As makers of the web, we have a responsibility to use these abilities well. We need to be clear and honest up front with how these inputs are used by us and what we build, and we need to empower the user to opt out at any point.

Once a video stream is loaded and playing, we no longer can set our constraints for the video via getUserMedia(). We need to store the video stream and adjust an individual video track within it.

In our starting example, we have a variable named stream that stores the stream (and its corresponding video track) resolved by the getUserMedia() Promise. We can act on this individual track at any point — such as stopping the video stream on a button press.

stopButton.addEventListener('click', e => {
// We requested one video and no audio, so there is only one active track
const track = stream.getTracks()[0];
track.stop();
})

This turns the camera off (as you can see if your device has a light indicator for the camera), but the video element might remain on the last captured screen. To assure the user camera access has stopped, we should also set the video.srcObject = null and remove the stream from our visible video element.

Demo

To see the constraints (as we currently requested them) on a given track we can call track.getConstraints() and we will see an object that matches the one we passed in to getUserMedia.

To see what Settings actually were applied (that is, which of our preferences became real), we can check track.getSettings().

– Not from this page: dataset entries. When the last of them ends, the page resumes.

PR #3760, opened 2023-08-22
ZIL-5332-debug_accountRange

lucac-zilliqa:
This pull request will add the functionality of debug_accountRange which will return a pagination style response of addresses in the network.

The idea is to implement a cache (an array) which will contain address hexes (still to be determined) which can then be indexed into a slice of the array returned (or also include the corresponding account information).


530
lucac-zilliqa, line 1: Ignore this file. I will remove this from the commit

src/libData/AccountStore/AccountStore.cpp
```diff
@@ -843,3 +854,26 @@ void AccountStore::PrintAccountState() {
...
+  for(auto it = m_state.begin(); it != m_state.end(); ++it){
+    std::pair<zbytesConstRef , zbytesConstRef >item = it.at();
+    std::array<unsigned char, 40> arr;
+    std::copy(item.first.begin(), item.first.end(), arr.begin());
+    m_cache.push_back(arr);
+  }
+}
+
+void AccountStore::PrintAddressCache(){
+  for (const std::array<unsigned char, 40>& entry : m_cache) {
```
Steve-White-UK, line 875: PrintAddressCache should probably lock the mutex as it may be possible for another thread to change the cache and invalidate the iterator, if there is only one thread then it possibly does not need a mutex.

Steve-White-UK (changes requested):
If you can add a test to the EvmAcceptanceTests we can take it on board and this test will be executed via ci.

Need to make sure it only looks for short durations and that it doesn't use excessive memory, apart from that it should be OK. 


If you provide a test we will test it out as part of our current schedule.

Issue #747, opened 2022-01-14
Retry doesn't stop when node does not have a nodeDID


woutslakhorst:
check if a VC can be created for this node, that should already give a problem since that would require a did Node?

This is annoying since other nodes that do not have a did node set will get this error even if the TX is not for them...

```
network-node-three-1  | time="2022-01-14T15:04:00Z" level=error msg="retry of TransactionPayloadQuery failed: failed to decrypt PAL header (tx=f4045fcbd996919ed6171fcbf9403bbce1fcdf982c2ef169aefbd8d259635b04): node DID is not set" module=Network
```

dmeijboom:
For the Node DID we currently use the `transport.NodeDIDResolver` interface. There is no guarantee (even thought it's currently the case) that repeated calls on `NodeDIDResolver.Resolve()` will return the same result.

We also discussed resolving the Node DID automatically somehow. This means that a new implementation which automatically resolves the Node DID can actually return a Node DID later on even though previous calls returned an error or nil.

woutslakhorst:
It's not a requirement to set a nodeDID. So "private" network users get bothered by lots of error messages....

dmeijboom:
> It's not a requirement to set a nodeDID. So "private" network users get bothered by lots of error messages.... But how to distinguish between not willing to set and not set yet?
> 
> Would that require replaying the DAG when changing your nodeDID?

I don't think there is a way to distinguish between purposely not setting your node DID or forgetting to set it. However, we could try rate limiting the `Resolve()` calls? An alternative would be to add a flag which disables resolving the node DID for your own node.

woutslakhorst:
*not set yet* could actually be detectable: If you have DID documents under your control and those have a NutsComm endpoint but you didn't set your nodeDID and auto-detect fails => startup WARNING/ERROR/failure?

Then the retry job can just ignore all jobs when no nodeDID is known.

reinkrul:
check docs

PR #786, opened 2022-01-28
Don't start the payloadscheduler when the node DID was not set

dmeijboom:
Closes: #747


network/transport/v2/protocol.go
```diff
@@ -140,12 +140,22 @@ func (p *protocol) Configure(_ transport.PeerID) error {
 func (p *protocol) Start() (err error) {
 	p.ctx, p.cancel = context.WithCancel(context.Background())
 
-	// load old payload query jobs
-	if err = p.payloadScheduler.Run(); err != nil {
-		return fmt.Errorf("failed to start retrying TransactionPayloadQuery: %w", err)
+	nodeDID, err := p.nodeDIDResolver.Resolve()
+	if err != nil {
+		log.Logger().WithError(err).Errorf("failed to resolve node DID")
```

If we want to have better info around what other Capabilities are available to our active stream, we can see the ranges and possible values via track.getCapabilities(). However, this is one of the few pieces that is not in every major browser yet as it is not in Firefox as of this writing.

Demo

getConstraints()
Unknown
getCapabilities()
Unknown
getSettings()
Unknown

Finally, to apply new constraints we can pass in a new constraints object to track.applyConstraints(). This is a full overwrite, so if we previously had specified a aspectRatio and on this new update we only set a frameRate, the old value for the aspectRatio will be forgotten and its default value will be in effect.

Our constraints object can even pass in a specific deviceId if we know how the system refers to a specific camera. Realistically we will not be able to know that in most cases ahead of time, but there is another Media Devices API we can use called enumerateDevices. Calling this will give us a list of all devices available, with the default ones listed first. This method, however, does not require user permission first, and if you call this method before allowing access via getUserMedia you will get a subset of available information.

[{
"deviceId": "abc",
"kind": "videoinput",
"label": "", // This will be blank until user has granted camera permission
"groupId": "xyz"
}]

If called after camera access is allowed, we get a slightly different result where the label is filled in.

[{
"deviceId": "abc",
"kind": "videoinput",
"label": "Front Camera",
"groupId": "xyz"
}]

With this information, it’s possible to have a button or dropdown that allows you to switch between cameras and change video streams by passing in the appropriate deviceId in as a constraint.

stream = await navigator.mediaDevices.getUserMedia({
video: {deviceId: "abc"},
audio: false
});

Demo

The browser still provides control

Now that we have been responsible and provided many options for our users to opt out or limit their camera usage, we must acknowledge that browsers also provide a lot of options to the user. Just as browsers have introduced ways to mute tabs playing audio in the background, they also (to varying levels) give users control over their camera and microphone usage. Ways to revoke access for all permissions-based methods (such as cameras and location services) have become prominent. So we always need to account for the fact that a user can remove access at any point.

Some browsers let you pause and play an active stream’s track without revoking access, and some even allow you to change the active camera.

Options available to Chromium browser users with an active video.

Get creative

Have fun, be creative, and empower users to be creative and in control.